FACT: Although most women experience postpartum depression shortly after giving birth, it can also occur weeks or months after it. Stress, anxious thoughts and behaviors about how to take care of their newborn baby usually take place which results in serious depression. For severe cases of long-lasting postpartum depression, there are times when it more than just two or three days. Sometimes it can last up to two weeks or a few months.
Depression can also occur even before the baby is born which is one of the common complications of childbirth. It is called prenatal depression.
- MYTH: Postpartum Depression is just like any ordinary depression that moms can overcome easily.
FACT: PPD isn’t like any ordinary or typical type of depression. And even though most people think it is something very easy to deal with and it can resolve on its own in due time, it isn’t true. This biological illness is usually associated with anger, irritability, mood swings, remorseful thoughts, and short temper. Those who have prenatal or postpartum depression may experience a kind of anger or stress in the utmost level that she hasn’t experienced before. These symptoms do not happen in a typical depression.
Uttermost preparation and full support from the family and loved ones play a vital role to reduce the risks of getting PPD. Proper exercise and sufficient amount of sleeping contribute a lot to a healthy pregnancy. A 15-minute walk a day during pregnancy can lighten up your mood. But it is a must to wear proper shoes for pregnancy to prevent other complications. And to help you be more comfortable while sleeping, you can try a cozy pregnancy pillow.
- MYTH: Postpartum Depression means a woman is weak.
FACT: This is one of the common misconceptions about depression. Those who have PPD are known to be weak and have the inability to control such depression, which is certainly not true. Women are vulnerable to this type of depression but don’t necessarily mean that they’re weak. It is one of the complications of giving birth that needs immediate treatment.
- MYTH: Moms who have PPD means they don’t love their baby.
FACT: It may seem that way, but it is an absolute fallacy that needs to be rectified. Although it is true that one of the effects of postpartum depression is being distant or isolated from the others and even to her own baby, it doesn’t mean she loves her baby a little less or doesn’t love the baby at all.
According to a clinical social work and therapist, Kimberly Solo, that hormonal, biological, and psychological factors demonstrate negative effects of PPD which can affect the bond between the mother and her baby. However, it doesn’t conclude that the mother doesn’t have any love and affection for her baby at all.
- MYTH: Postpartum Depression only happens to first-time moms or parents.
FACT: According to Dr. Sheryl Kingsberg, the Chief of Behavioral Health at UH Macdonald Women’s Hospital, postpartum depression has the possibility to recur in the second or future pregnancies. Those who have already had PPD before may have the higher risk to experience it again in the long run although it is not always certain. Some moms get through the second or future pregnancies without any complications. However, if you’ve experienced such depression before, it is important to identify the symptoms and take prompt treatment to prevent such condition.
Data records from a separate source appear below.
PR #1933, opened 2020-04-02
Editorial: delete some SDO cases that are covered by the chain production rule

michaelficarra:
@bakkot You may want to consider linting for these in https://github.com/bterlson/ecmarkup/issues/173.


michaelficarra:
At today's editor call, we decided that we will try to reduce unnecessary SDO definitions, as we do in this PR, relying on the chain rule wherever applicable.

PR #1938, opened 2020-04-06
Editorial: Early return & throw in Number.prototype.to* methods

shvaikalesh:
This change makes handling of non-finite `this` values more concise (by using [`Number::toString`](https://tc39.es/ecma262/#sec-numeric-types-number-tostring)) and moves it earlier in steps, as well as argument range checks. This makes observable steps grouped and order of observable steps easier to read (especially if a runtime uses something like `std::isfinite` as JSC does).

### DIFF
--- a/spec.html
+++ b/spec.html
@@ -27210,14 +27210,12 @@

- MYTH: Dads don’t get postpartum depression.
FACT: Impossible as it may seem, dads can also get postpartum depression. Although moms are susceptible to such depression, paternal depression has come to light recently. About 10% of first-time dads experience depression after the birth of their baby and sometimes, even during their wives’ pregnancy. It also has symptoms of fatigue, sleep deprivation, irritability, impatience, withdrawal and being distant to the family.
As it is not fully understood how it can occur to new dads, since postpartum depression can cause effects within the family, paternal depression may become apparent due to the mother’s depression.
Always Seek Help
Postpartum depression is a serious health matter that needs to be addressed immediately. If you noticed any of the symptoms of this depression, it is vital to call your doctor, obstetrician, or a professional mental health doctor right away to help you cope with the effects of postpartum depression and prevent it from getting worse.